━━━━━ Material for this exercise
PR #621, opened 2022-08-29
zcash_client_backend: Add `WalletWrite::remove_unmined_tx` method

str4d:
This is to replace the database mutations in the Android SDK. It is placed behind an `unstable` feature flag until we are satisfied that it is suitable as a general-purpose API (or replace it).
━━━━━━━━━━
━━━━━ Material for this exercise
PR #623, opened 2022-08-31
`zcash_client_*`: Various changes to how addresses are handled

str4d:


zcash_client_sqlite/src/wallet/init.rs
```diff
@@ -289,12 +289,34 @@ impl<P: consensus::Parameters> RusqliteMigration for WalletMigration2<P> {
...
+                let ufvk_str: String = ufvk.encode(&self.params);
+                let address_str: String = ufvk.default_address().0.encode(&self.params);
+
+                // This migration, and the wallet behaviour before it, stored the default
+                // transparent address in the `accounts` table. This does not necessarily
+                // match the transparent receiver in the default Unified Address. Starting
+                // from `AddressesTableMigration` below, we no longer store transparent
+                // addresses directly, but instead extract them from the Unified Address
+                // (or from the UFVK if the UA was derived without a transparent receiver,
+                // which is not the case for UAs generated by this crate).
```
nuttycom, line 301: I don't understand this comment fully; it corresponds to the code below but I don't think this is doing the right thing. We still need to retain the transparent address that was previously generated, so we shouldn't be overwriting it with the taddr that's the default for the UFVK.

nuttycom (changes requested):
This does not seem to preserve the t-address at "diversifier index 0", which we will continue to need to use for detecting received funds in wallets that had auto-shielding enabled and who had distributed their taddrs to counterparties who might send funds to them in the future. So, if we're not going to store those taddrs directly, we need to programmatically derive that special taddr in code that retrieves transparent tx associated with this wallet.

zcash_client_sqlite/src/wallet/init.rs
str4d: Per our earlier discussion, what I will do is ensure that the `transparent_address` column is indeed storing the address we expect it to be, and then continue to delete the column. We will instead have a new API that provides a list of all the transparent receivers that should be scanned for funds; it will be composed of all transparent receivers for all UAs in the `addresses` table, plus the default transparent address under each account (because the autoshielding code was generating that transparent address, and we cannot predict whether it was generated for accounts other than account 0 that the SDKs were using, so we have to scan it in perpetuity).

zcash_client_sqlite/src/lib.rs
━━━━━━━━━━
━━━━━ Material for this exercise
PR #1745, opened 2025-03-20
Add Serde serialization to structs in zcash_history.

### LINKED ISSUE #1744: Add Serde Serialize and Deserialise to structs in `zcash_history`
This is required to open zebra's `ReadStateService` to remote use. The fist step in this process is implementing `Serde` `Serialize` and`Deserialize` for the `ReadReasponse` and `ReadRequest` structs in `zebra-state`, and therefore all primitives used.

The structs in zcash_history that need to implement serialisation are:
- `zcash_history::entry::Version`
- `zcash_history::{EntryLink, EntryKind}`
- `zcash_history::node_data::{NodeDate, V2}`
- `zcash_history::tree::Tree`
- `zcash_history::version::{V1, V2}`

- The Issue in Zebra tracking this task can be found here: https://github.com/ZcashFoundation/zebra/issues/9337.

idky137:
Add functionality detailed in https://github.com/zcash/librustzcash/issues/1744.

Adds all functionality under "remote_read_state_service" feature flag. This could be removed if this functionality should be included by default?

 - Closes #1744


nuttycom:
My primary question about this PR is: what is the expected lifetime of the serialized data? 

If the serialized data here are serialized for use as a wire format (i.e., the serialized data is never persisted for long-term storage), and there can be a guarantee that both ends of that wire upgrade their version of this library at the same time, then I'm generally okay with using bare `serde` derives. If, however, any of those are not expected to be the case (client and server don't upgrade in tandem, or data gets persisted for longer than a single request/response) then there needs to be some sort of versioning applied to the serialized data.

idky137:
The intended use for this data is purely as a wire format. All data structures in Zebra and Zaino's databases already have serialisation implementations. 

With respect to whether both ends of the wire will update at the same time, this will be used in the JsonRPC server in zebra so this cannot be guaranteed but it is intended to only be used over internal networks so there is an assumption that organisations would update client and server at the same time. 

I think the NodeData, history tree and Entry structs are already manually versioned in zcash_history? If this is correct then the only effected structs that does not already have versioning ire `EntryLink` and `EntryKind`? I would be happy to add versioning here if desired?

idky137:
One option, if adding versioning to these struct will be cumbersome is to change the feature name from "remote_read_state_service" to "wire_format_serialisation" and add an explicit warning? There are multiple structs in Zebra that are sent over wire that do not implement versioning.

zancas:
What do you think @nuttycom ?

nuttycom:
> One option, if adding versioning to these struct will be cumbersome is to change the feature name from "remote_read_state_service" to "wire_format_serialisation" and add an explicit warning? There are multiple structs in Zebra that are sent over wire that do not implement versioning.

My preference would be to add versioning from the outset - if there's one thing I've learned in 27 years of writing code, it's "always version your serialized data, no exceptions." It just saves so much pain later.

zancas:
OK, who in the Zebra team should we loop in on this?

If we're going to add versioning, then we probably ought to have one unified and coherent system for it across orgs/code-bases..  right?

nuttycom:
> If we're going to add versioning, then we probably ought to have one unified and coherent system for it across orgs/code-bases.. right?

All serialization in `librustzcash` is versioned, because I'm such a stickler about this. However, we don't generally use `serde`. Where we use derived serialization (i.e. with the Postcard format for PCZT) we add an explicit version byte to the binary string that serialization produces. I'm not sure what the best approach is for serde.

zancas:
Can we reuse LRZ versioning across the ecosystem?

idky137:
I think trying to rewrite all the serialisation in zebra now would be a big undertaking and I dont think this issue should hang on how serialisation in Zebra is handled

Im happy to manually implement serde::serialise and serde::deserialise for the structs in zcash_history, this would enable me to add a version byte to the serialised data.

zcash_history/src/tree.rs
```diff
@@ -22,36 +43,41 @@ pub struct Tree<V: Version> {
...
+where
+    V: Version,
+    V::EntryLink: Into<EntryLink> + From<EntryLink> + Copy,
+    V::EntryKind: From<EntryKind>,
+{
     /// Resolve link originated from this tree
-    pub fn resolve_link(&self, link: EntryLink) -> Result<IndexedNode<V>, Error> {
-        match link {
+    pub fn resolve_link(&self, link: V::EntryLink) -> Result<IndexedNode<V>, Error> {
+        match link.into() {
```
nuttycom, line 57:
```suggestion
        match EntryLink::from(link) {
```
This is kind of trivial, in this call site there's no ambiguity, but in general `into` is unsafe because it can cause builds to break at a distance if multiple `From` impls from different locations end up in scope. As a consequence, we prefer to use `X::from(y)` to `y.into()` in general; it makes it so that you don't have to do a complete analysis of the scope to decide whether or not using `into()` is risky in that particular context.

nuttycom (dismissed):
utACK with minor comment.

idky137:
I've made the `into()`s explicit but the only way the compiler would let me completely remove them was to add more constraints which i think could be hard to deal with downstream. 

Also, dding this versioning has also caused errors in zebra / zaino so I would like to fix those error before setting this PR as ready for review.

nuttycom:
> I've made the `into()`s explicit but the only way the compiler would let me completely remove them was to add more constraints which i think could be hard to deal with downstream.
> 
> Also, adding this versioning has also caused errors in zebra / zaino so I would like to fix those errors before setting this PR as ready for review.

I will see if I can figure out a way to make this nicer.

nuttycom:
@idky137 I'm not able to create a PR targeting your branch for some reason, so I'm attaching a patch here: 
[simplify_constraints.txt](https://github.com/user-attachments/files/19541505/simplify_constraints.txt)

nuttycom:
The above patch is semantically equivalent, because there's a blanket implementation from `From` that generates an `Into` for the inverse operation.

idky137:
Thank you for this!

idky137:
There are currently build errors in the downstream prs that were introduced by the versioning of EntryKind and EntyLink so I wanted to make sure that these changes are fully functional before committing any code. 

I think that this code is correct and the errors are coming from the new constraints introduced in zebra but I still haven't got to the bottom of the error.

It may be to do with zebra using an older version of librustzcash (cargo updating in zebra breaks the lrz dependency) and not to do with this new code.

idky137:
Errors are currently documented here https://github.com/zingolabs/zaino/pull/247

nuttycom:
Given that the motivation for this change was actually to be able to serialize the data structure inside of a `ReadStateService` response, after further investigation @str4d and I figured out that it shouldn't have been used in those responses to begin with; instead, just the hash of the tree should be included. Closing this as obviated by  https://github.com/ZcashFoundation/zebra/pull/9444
━━━━━━━━━━
From the material above, set down exactly the lines starting at the one with "PR #621, opened 2022-08-29" and ending at the one with "This is to replace", end lines included.

> [Exercise solution]:
PR #621, opened 2022-08-29
zcash_client_backend: Add `WalletWrite::remove_unmined_tx` method

str4d:
This is to replace the database mutations in the Android SDK. It is placed behind an `unstable` feature flag until we are satisfied that it is suitable as a general-purpose API (or replace it).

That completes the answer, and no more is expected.